> **Exercise**: Go over the data below and say how many lines hold the word "restructuredtext". Only the number is needed.

(Collected data entries)
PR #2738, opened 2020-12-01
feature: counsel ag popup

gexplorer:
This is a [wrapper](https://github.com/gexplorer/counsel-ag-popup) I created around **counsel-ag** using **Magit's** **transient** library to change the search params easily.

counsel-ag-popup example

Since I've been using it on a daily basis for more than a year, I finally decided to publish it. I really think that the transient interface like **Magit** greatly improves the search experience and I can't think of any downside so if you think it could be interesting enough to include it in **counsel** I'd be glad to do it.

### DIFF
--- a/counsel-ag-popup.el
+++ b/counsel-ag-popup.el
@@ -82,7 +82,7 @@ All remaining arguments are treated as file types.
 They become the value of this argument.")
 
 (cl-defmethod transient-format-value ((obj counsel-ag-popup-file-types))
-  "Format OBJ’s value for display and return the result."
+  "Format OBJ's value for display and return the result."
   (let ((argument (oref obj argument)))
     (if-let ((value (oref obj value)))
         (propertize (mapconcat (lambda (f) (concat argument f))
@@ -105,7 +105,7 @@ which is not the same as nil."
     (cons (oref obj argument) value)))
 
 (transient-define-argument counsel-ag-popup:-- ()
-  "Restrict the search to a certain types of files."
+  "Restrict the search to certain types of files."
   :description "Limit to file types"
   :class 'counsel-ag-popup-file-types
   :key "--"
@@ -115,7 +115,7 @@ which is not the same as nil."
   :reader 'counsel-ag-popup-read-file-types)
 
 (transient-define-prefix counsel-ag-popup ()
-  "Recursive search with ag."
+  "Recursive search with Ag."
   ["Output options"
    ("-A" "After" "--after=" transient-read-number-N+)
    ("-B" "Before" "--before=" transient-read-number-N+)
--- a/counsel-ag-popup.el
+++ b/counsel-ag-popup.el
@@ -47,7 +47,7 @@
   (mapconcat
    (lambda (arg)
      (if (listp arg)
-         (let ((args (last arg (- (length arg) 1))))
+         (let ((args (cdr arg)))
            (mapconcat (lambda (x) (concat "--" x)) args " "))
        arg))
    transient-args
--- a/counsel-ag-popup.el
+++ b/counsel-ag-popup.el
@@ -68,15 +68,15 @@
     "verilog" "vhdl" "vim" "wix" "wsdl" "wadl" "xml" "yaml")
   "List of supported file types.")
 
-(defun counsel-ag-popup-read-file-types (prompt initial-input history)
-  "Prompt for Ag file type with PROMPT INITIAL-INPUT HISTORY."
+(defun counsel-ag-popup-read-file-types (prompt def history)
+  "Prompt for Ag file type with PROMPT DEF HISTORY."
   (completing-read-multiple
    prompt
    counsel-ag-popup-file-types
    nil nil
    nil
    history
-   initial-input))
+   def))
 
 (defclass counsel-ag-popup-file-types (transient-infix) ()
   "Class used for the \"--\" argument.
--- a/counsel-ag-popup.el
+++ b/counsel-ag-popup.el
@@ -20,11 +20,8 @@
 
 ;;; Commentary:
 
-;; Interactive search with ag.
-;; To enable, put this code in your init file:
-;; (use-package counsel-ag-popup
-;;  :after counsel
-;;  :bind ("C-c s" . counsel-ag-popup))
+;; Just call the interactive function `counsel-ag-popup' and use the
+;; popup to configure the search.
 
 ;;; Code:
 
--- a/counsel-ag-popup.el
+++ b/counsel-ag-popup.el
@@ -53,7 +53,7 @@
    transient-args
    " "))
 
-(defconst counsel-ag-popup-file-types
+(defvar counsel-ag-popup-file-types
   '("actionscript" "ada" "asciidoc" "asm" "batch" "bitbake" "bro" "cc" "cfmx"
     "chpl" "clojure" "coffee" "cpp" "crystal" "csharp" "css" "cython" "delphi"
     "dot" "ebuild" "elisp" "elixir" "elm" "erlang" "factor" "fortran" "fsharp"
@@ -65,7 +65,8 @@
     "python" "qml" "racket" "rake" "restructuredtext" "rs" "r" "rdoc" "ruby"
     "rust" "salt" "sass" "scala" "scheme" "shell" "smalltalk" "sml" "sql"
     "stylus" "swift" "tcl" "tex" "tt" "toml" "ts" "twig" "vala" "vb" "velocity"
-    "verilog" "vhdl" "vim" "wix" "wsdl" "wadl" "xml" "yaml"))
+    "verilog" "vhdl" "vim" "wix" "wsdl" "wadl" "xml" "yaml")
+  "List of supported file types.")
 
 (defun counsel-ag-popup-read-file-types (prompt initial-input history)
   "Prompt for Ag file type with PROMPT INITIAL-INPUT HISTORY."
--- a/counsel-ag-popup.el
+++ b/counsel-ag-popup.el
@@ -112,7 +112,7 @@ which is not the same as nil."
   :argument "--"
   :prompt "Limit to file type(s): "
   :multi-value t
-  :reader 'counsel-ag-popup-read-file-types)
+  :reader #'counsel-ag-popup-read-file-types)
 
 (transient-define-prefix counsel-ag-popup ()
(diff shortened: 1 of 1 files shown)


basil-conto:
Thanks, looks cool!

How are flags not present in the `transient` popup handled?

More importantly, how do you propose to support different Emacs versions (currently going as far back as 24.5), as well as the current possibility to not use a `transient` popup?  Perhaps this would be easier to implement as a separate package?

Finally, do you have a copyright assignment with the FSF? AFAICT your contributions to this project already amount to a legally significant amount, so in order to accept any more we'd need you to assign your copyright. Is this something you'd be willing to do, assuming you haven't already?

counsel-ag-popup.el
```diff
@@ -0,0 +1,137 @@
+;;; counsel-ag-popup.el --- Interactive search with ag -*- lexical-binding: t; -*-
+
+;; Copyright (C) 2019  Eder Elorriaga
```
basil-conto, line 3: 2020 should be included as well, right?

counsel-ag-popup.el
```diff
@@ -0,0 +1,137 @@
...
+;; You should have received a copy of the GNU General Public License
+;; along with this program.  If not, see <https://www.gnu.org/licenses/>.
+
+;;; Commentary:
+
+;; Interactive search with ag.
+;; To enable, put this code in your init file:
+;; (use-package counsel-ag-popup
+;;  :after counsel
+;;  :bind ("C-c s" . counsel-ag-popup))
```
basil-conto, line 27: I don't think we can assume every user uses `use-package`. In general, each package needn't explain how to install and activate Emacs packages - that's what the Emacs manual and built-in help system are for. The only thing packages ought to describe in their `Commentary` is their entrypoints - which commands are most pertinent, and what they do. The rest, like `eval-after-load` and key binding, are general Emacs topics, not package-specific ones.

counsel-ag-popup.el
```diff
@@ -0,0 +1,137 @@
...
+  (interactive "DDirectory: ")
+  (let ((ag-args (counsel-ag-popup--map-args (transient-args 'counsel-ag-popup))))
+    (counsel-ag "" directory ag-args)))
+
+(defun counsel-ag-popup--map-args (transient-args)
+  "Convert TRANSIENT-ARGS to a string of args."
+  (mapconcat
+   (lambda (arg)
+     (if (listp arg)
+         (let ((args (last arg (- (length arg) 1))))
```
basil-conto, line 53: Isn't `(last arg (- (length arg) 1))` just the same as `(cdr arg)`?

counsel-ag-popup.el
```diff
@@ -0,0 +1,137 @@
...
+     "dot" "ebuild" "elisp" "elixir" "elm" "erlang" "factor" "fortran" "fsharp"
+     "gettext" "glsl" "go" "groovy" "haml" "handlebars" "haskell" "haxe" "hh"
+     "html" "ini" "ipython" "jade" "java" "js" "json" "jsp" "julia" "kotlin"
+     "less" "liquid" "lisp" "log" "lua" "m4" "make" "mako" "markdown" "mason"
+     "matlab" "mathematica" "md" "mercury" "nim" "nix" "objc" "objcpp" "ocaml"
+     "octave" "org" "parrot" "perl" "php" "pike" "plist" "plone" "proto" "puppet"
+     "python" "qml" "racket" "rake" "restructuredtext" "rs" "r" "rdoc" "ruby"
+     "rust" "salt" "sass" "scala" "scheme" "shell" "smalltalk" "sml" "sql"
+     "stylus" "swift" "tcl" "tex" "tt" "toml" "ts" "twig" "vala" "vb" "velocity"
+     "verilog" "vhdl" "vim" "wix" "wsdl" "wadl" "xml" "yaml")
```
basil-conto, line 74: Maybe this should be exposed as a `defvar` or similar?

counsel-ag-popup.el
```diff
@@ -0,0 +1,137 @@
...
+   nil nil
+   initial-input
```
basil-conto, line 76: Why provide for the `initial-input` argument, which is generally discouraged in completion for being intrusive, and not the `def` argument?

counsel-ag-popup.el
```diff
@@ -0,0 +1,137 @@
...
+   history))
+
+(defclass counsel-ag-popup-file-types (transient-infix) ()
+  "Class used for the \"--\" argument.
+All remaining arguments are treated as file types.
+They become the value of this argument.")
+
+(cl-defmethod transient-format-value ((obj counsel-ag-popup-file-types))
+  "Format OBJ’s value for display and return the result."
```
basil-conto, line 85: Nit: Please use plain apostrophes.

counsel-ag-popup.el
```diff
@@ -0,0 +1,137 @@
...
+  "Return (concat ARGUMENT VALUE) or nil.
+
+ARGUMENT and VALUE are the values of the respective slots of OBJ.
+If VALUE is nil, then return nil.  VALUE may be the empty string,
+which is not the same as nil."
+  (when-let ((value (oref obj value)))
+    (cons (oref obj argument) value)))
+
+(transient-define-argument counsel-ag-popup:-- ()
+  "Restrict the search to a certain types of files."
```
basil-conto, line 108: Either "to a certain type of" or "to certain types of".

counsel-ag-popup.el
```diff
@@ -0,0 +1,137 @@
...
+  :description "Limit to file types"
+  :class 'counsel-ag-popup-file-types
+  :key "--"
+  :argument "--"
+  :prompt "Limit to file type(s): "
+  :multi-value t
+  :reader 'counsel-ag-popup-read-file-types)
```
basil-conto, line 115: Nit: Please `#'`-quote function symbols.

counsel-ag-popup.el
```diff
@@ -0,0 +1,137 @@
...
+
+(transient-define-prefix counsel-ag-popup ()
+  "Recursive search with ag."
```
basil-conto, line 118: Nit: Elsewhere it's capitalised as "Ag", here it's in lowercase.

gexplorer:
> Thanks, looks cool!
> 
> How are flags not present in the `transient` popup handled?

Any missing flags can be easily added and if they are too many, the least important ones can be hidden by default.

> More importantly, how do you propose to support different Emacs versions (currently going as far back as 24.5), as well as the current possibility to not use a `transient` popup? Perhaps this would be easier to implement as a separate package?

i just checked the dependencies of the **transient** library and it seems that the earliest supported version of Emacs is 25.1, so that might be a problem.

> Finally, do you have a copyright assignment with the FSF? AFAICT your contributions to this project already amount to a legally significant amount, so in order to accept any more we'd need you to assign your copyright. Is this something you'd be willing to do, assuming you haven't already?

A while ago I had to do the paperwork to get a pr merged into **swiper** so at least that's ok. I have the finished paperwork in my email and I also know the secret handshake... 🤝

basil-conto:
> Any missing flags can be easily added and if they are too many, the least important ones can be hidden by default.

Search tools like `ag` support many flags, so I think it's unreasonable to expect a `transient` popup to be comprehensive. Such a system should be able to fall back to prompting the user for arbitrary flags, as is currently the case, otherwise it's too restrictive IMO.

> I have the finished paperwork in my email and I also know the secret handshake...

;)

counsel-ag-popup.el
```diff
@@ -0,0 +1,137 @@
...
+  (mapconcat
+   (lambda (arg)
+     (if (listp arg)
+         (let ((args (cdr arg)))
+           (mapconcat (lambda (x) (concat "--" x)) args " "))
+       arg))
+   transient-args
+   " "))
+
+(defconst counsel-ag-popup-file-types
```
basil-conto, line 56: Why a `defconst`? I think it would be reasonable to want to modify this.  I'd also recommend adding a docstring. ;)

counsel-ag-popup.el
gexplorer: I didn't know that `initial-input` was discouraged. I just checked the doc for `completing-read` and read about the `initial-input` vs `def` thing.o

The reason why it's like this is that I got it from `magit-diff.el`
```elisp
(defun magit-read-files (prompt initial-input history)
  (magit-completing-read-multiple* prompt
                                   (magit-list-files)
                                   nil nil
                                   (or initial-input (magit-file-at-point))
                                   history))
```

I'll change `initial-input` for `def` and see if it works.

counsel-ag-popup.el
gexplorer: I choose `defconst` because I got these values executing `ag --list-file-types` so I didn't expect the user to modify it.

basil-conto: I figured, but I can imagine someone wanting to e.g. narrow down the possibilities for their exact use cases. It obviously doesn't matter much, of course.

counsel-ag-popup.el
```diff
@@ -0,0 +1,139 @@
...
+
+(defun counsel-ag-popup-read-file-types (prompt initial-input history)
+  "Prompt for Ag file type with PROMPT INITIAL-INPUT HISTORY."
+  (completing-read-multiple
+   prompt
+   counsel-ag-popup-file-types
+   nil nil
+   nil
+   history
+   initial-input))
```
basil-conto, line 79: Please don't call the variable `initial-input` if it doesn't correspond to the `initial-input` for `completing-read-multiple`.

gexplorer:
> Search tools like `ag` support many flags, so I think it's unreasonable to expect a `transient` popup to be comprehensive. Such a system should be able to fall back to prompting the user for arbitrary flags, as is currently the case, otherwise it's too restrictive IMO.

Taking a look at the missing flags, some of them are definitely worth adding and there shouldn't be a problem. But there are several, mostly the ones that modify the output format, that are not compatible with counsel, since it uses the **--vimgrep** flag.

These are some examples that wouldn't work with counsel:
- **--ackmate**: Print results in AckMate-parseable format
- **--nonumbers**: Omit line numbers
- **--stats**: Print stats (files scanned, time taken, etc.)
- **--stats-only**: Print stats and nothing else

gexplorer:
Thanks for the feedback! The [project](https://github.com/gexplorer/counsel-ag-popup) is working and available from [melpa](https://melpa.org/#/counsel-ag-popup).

> **Task answer**: 2